Classification
keywords: ALFA, classification, classifier
OUTLINE
- Load a classification model
- Train a classifier
- Test/Run a classifier
- k-fold cross validation
- Find the best classifier
- Find top predictors
1. Load a classification model
This command basically loads a classifier and the supporting libraries into Alfarvis. Currently supported classifiers include
- Support Vector Machines (SVMs)
- Random Forest (RF)
- Decision Trees (DT)
- Logistic Regression (LR)
To load a model simply type one of the following commands
load SVM
import RF
import decision trees
Once loaded, the classifier parameters would be displayed in an editable panel to the right of the ALFA GUI. These could be edited and saved as per user preferences.
2. Train a classifier
Once a classifier is loaded, we can train the classifier on a dataset or a set of variables. To train the classifier, simply type either of the following commands.

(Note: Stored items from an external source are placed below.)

Issue #756, opened 2024-06-05
Possibility to set cache time or to clear caches manually


christophenne:
The default cache time of the repo cache is 5 minutes and is hardcoded. We should discuss strategies for local development and testing where one might want to disable the cache, or reduce the time, or clear it manually with a button click / command.

kosmoz:
Maybe as part of `PackageRepository` spec?

rakshitgondwal:
Hey Folks! Is this open for grabs?

christophenne:
hey @rakshitgondwal sorry, unfortunately it is not at this point.

PR #1054, opened 2024-07-30
fix: add repoclient invalidation

### LINKED ISSUE #988: Client settings on glasskube repo client does not update cache
**Describe the bug**
When adding/updating repo URL using the repo client `glasskube repo add <repoName> <repoURL>` The client settings cache does not update automatically (perhaps only on reconciliation) leading to the `glasskube repo list` command to show a repo URL that is not actually being fetched.

@kosmoz has identified where the logic has to be added to reset repo client cache upon adding new package repositories.  
 
**To Reproduce**

**Expected behavior**
To be able to add, delete and add a new repo URL under the same repo name and to always fetch the latest configured URL. 

**Screenshots**
image (1)

 - Type: [e.g. Kubernetes, OpenShift]
 - Version: [e.g. 1.29]
 - Provider: [e.g. AWS, minikube]

 - Package Operator version: [e.g. v0.0.1]
 - CLI version: [output of `glasskube --version`]

**Additional context**

kosmoz:
Closes #988 

## 📑 Description
This PR adds checking of the repo spec when requesting a repo client from the clientset.
When requesting via name, it checks if the repo spec has been checked in the last 30 seconds (default) and checks again if it is older than that.

## ✅ Checks

### DIFF
--- a/internal/repo/client/clientset.go
+++ b/internal/repo/client/clientset.go
@@ -6,6 +6,7 @@ import (
 	"errors"
 	"fmt"
 	"net/http"
+	"reflect"
 	"sync"
 	"time"
 
@@ -22,7 +23,8 @@ type defaultClientsetClient struct {
 
 type defaultClientset struct {
 	client            defaultClientsetClient
-	clients           map[string]RepoClient
+	clients           map[string]repoClientWithState
+	clientAge         map[string]time.Time
 	repoWithNameMutex sync.Mutex
 	repoMutex         sync.Mutex
 	maxCacheAge       time.Duration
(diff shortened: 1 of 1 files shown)


internal/repo/client/clientset.go
```diff
@@ -22,24 +23,40 @@ type defaultClientsetClient struct {
...
+	return s.lastCheckedRepoSpec.Add(maxAge).After(time.Now())
+}
+
+func (s *repoClientWithState) checkRepoSpec(repo v1alpha1.PackageRepository) bool {
+	return reflect.DeepEqual(s.repo.Spec, repo.Spec)
+}
+
 func NewClientset(pkgClient adapter.PackageClientAdapter, k8sClient adapter.KubernetesClientAdapter) RepoClientset {
-	return NewClientsetWithMaxCacheAge(pkgClient, k8sClient, 5*time.Minute)
+	return NewClientsetWithMaxCacheAge(pkgClient, k8sClient, 30*time.Second)
```
christophenne, line 50: IMHO 30 seconds is quite short. I know 5 minutes on the other hand is quite long. I think we should do #756.

christophenne (approved):
Works fine :+1:

internal/repo/client/clientset.go
kosmoz: Ah I missed that this value is also used for invalidating the cache for the repo client (not just the repo info). I think it would make sense to allow specifying different values for both. I think 30s is reasonable for the repo info but definitely on the shorter side for the repo client

kosmoz: As for #756, I think it should be tackled in a separate PR as it seems kind of unrelated

kosmoz: updated, let me know what you think

christophenne: > As for https://github.com/glasskube/glasskube/issues/756, I think it should be tackled in a separate PR as it seems kind of unrelated

yes, that's what i meant

christophenne (approved):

train [classifier name] on the [dataset]
train [classifier name] on [variable1] [variable2] and so on
3. Test/Run a classifier
The trained classifier can be run on a new test dataset by using one of the following commands.
run [trained classifier model] on the [dataset]
train [trained classifier model] on [variable1] [variable2] and so on
4. k-fold cross validation
A classification algorithm can be evaluated on a dataset using leave-one-out or k-fold cross validation as well using either of the following commands.
k fold cross validation using [classifier name] on the [dataset]
leave one out cross validation using [classifier name] on the [dataset]
Once the command is run, an editable panel would pop-up on the right side of the GUI allowing the user to select a desired k value.
5. Find the best classifier
A set of classification algorithms can be evaluated on a dataset using k-fold cross validation to identify the best algorithm for that particular dataset.
Find the best classifier among [classifier1] [classifier2] and [classifier3] on the [dataset]
6. Find the top predictors
The top predictors that produce the best classification result on a particular dataset can be identified using the following command:
Find the best predictors from the [dataset]
Note: The commands shown in the examples are only representative commands. Different syntax and commands can also be used as long as they are unambiguous and clearly communicates the user intent.